Naoki Urasawa a vendu près de 130 millions de mangas dans le monde. [© n.cailleaud/CNEWS]

Auteur de génie derrière les succès Monster, 20th Century Boys, Billy Bat ou encore Pluto, Naoki Urasawa offre au public français une exposition événement, dès ce mardi 13 février et jusqu'au 31 mars. Nous avons pu interviewer le maître, lors d'une visite particulièrement instructive.

Déjà dévoilée lors du festival de la BD d'Angoulême en janvier dernier, ce rendez-vous intitulé «L'art de Naoki Urasawa» est à découvrir à l'Hôtel de Ville de Paris (4e).

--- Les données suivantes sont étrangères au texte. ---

PR #771, opened 2020-09-28
[kernel][fat] Move FAT filesystem code to far text section

ghaerr:
This PR moves the FAT filesystem code out of the kernel .text section, into a far section named .fartext.fatfs.
System tested with various FAT filesystem mounts and seems to work well. This is not yet as efficient as possible, but the kernel is now at 48k code, with 11k far text. This is now a considerable savings and provides much more breathing room for kernel expansion.

It is intended to commit this PR, but I desire to show and get comments on various code efficiency issues for a short period.

The FAT (and other) filesystem function entry points continue to be near text. More .text space could be saved by moving to far function pointers in the various kernel file_ops structures in the future, but this has too many ramifications for now.

The FAT and INIT far text code continues to be selectable using Far Text Kernel config option. The FAT section can be turned off individually in the header file linuxmt/msdos_fs.h, if desired.

### DIFF
--- a/elks/fs/msdos/dir.c
+++ b/elks/fs/msdos/dir.c
@@ -68,7 +68,7 @@ struct inode_operations msdos_dir_inode_operations = {
 
 /*@+type@*/
 
-static int
+static int FATPROC
 unicode_to_ascii(char *ascii, unsigned char *uni)
 {
 	char *op = ascii;
@@ -86,7 +86,7 @@ unicode_to_ascii(char *ascii, unsigned char *uni)
  *	returns 1 on short filename
  *	returns 2 on long filename
  */
-int msdos_get_entry_long(
+int FATPROC msdos_get_entry_long(
 	struct inode *dir,		/* scan this directory*/
 	off_t *pos,				/* starting at this offset*/
 	struct buffer_head **bh,/* using this buffer*/
--- a/elks/fs/msdos/fat.c
+++ b/elks/fs/msdos/fat.c
@@ -16,7 +16,7 @@ static struct fat_cache *fat_cache,cache[FAT_CACHE];
 /* Returns the this'th FAT entry, -1 if it is an end-of-file entry.
    If new_value is != -1, that FAT entry is replaced by it. */
 
-long fat_access(register struct super_block *sb,long this,long new_value)
+long FATPROC fat_access(register struct super_block *sb,long this,long new_value)
 {
 	struct buffer_head *bh,*bh2;
 	unsigned char *p_first,*p_last;
@@ -133,7 +133,7 @@ long fat_access(register struct super_block *sb,long this,long new_value)
 }
 
 
-void cache_init(void)
+void FATPROC cache_init(void)
 {
 	static int initialized = 0;
 	int count;
@@ -148,7 +148,7 @@ void cache_init(void)
 }
 
 
-void cache_lookup(struct inode *inode,long cluster,long *f_clu,long *d_clu)
+void FATPROC cache_lookup(struct inode *inode,long cluster,long *f_clu,long *d_clu)
 {
 	register struct fat_cache *walk;
 
@@ -168,7 +168,7 @@ printk("cache hit: %ld (%ld)\r\n",walk->file_cluster,*d_clu);
 
 
 #ifdef DEBUG
-static void list_cache(void)
+static void FATPROC list_cache(void)
 {
 	struct fat_cache *walk;
 
@@ -182,7 +182,7 @@ static void list_cache(void)
 #endif
 
 
-void cache_add(struct inode *inode,long f_clu,long d_clu)
+void FATPROC cache_add(struct inode *inode,long f_clu,long d_clu)
 {
 	register struct fat_cache *walk,*last;
 
@@ -223,7 +223,7 @@ list_cache();
 /* Cache invalidation occurs rarely, thus the LRU chain is not updated. It
    fixes itself after a while. */
 
-void cache_inval_inode(struct inode *inode)
+void FATPROC cache_inval_inode(struct inode *inode)
 {
 	register struct fat_cache *walk;
 
@@ -233,7 +233,7 @@ void cache_inval_inode(struct inode *inode)
 }
 
 
-void cache_inval_dev(int device)
+void FATPROC cache_inval_dev(int device)
 {
 	register struct fat_cache *walk;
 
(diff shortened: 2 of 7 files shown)


ghaerr:
Hello @tkchia,

I wanted to bring to your attention two issues I ran into while examining the compiler output for this PR. The good news is that everything is working quite well; this discussion would just be for future efficiency improvements, if possible.

In one of the FATPROC (far text) functions, `msdos_create_entry` in elks/fs/msdos/namei.c, I am looking at the code generated for the following line of code, which basically accesses a couple global longwords and does a divide and some arithmetic on the result before calling a far function:
```
struct timeval xtime;    (unsigned long variables)
jiff_t xtime_jiffies;    (unsigned long variable)
#define CURRENT_TIME (xtime.tv_sec + (jiffies - xtime_jiffies)/HZ)
...
date_unix2dos(CURRENT_TIME,&de->time,&de->date);
```
Code produced:
```
  75:   c7 47 1a 00 00          movw   $0x0,0x1a(%bx)
  7a:   a1 00 00                mov    0x0,%ax
            7b: R_386_16    jiffies
            7b: R_386_SUB16 jiffies!
  7d:   8b 16 02 00             mov    0x2,%dx
            7f: R_386_16    jiffies
            7f: R_386_SUB16 jiffies!
  81:   8d 4f 18                lea    0x18(%bx),%cx
  84:   51                      push   %cx
  85:   83 c3 16                add    $0x16,%bx
  88:   53                      push   %bx
  89:   8b 1e 00 00             mov    0x0,%bx
            8b: R_386_16    xtime_jiffies
            8b: R_386_SUB16 xtime_jiffies!
  8d:   8b 0e 02 00             mov    0x2,%cx
            8f: R_386_16    xtime_jiffies
            8f: R_386_SUB16 xtime_jiffies!
  91:   29 d8                   sub    %bx,%ax
  93:   19 ca                   sbb    %cx,%dx
  95:   ff 76 f6                pushw  -0xa(%bp)
  98:   b9 64 00                mov    $0x64,%cx
  9b:   51                      push   %cx
  9c:   52                      push   %dx
  9d:   50                      push   %ax
  9e:   bb 00 00                mov    $0x0,%bx
            9f: R_386_16    __udivsi3
            9f: R_386_SUB16 __udivsi3!
  a1:   9a 00 00 00 00          lcall  $0x0,$0x0
            a2: R_386_16    __ia16_far_call_thunk.bx.8
            a2: R_386_SUB16 __ia16_far_call_thunk.bx.8!
            a4: R_386_SEG16 __ia16_far_call_thunk.bx.8!
  a6:   83 c4 08                add    $0x8,%sp
  a9:   93                      xchg   %ax,%bx
  aa:   89 d1                   mov    %dx,%cx
  ac:   bf 00 00                mov    $0x0,%di
            ad: R_386_16    xtime
            ad: R_386_SUB16 xtime!
  af:   8b 15                   mov    (%di),%dx
  b1:   8b 45 02                mov    0x2(%di),%ax
  b4:   01 da                   add    %bx,%dx
  b6:   11 c1                   adc    %ax,%cx
  b8:   51                      push   %cx
  b9:   52                      push   %dx
  ba:   9a 00 00 00 00          lcall  $0x0,$0x0
            bb: R_386_16    date_unix2dos
            bb: R_386_SUB16 date_unix2dos!
            bd: R_386_SEG16 date_unix2dos!
```
First, a relatively small issue: there are two 8-byte relocations produced per shortword data access. While the code itself ends up being the same size, I wonder why .data relocations need to be produced at all, since the data segment value isn't being accessed. This only contributes to a larger a.out size, with final code size remaining the same. Or can the relocations be optimized out later by the linker? [EDIT: I recompiled near model and find that the same relocations are emitted. I think I understand now that new compiler always emits both relocations and the x! symbol is used to determine the segment; no R_386_SEG16 relocation is emitted into the final a.out, so this issue can be ignored.]

The second issue is inefficiency: it seems that a near __udivsi3 needs to be called to do the longword division, and it has to be thunked, rather than (somehow) perhaps having a version of it available in the far text segment. I'm wondering if there might be a tricky way we could perhaps forward-declare a far version of this (internal) function (perhaps name mangled to __udivs3i3_far if section not .text) and have it pulled from the kernel's library, as __udivsi3 was before. Another thought would be to always have far versions of these helper functions forward declared, available in the kernel library, and always called as far functions, even from near code.

What do you think?

Thank you!

tkchia:
Hello @ghaerr,

> I'm wondering if there might be a tricky way we could perhaps forward-declare a far version of this (internal) function (perhaps name mangled to __udivs3i3_far if section not .text) and have it pulled from the kernel's library, as __udivsi3 was before. Another thought would be to always have far versions of these helper functions forward declared, available in the kernel library, and always called as far functions, even from near code.

Well, either of your proposed schemes might be possible, although I expect the implementation will be quite messy.

GCC apparently has different internal mechanisms for dealing with normal function calls and dealing with such implicit library calls ("libcalls").  In particular libcalls do not have function prototypes, so it seems there is no neat way to tell GCC that e.g. `__udivsi3` is `__far` and has a non-default prototype, and calls to `__udivsi3` should behave accordingly.  There are probably some non-neat ways to do this, though. :-)

Thank you!

ghaerr:
Hi @tkchia,

Thank you for your response. I dug into this a week ago or so and saw that gcc is quite complicated in how various platforms register various libcall functions. In general, since things seem to be working well, this is a pretty low priority. I've tried to confine the far text sections of the kernel to non-time-sensitive routines like initialization and filesystem code for the time being, where the extra thunking time probably doesn't matter much.
```
 9e:   bb 00 00                mov    $0x0,%bx
            9f: R_386_16    __udivsi3
            9f: R_386_SUB16 __udivsi3!
  a1:   9a 00 00 00 00          lcall  $0x0,$0x0
            a2: R_386_16    __ia16_far_call_thunk.bx.8
            a2: R_386_SUB16 __ia16_far_call_thunk.bx.8!
            a4: R_386_SEG16 __ia16_far_call_thunk.bx.8!
  a6:   83 c4 08                add    $0x8,%sp
```
Looking at the code emitted again, I thought this morning of another possibility: doing all the magic in the thunking code that you have written. It seems that the thunking code is invoked by gcc, knowing that the __udivsi3 function is near, and that thunking is needed. Perhaps if the thunking code, using a list of predefined function names and a special switch to turn this on, (or just passing the list of special functions as parameters to gcc) would in the case of a match, instead of loading the address of __udivsi3 into BX and emitting the thunk code, just name-mangle it to __udivsi3_far and lcall it, instead of emitting the normal thunk. The thunking code would essentially handle the entire issue, specially.

I'm sure this is all way more complicated than I'm seeing. Is the thunk code all handled in a lisp-like language internal to gcc?

Thank you!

Plus de 450 dessins et planches originaux y sont présentés, dont certains révèlent en avant-première sa nouvelle série, encore inédite en France. Un manga baptisé Mujirushi : Le Signe des Rêves, réalisé en partenariat avec le musée du Louvre. Au Japon comme en France, l'homme inspire le respect et quelques chiffres parlent pour lui : 127 millions de mangas vendus dans le monde, plus de 30 000 pages publiées et des déclinaisons de ses œuvres réalisées en animés et en films. Rares sont les mythes vivants du manga et ce forçat de la BD japonaise, âgé de 58 ans, ne compte pas s'arrêter là.

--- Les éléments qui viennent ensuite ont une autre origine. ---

PR #881, opened 2020-11-25
[kernel][net][wd8003] Fixed receive ring-buffer wrap-around problem.

Mellvik:
Added code to handle receive ring buffer wrap-around.

### DIFF
--- a/elks/arch/i86/drivers/net/wd.c
+++ b/elks/arch/i86/drivers/net/wd.c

Vous venez de passer plusieurs jours en France, depuis votre venue à Angoulême en janvier. Si vous deviez retenir un souvenir très particulier de ce séjour, quel serait-il ?

Un jour, je suis rentré dans une boulangerie pour demander «une demi-baguette, s'il vous plaît ?» (NDR : en français dans le texte) et j'ai été très heureux de constater que la personne m'avait compris et m'a rapporté ce que j'avais demandé !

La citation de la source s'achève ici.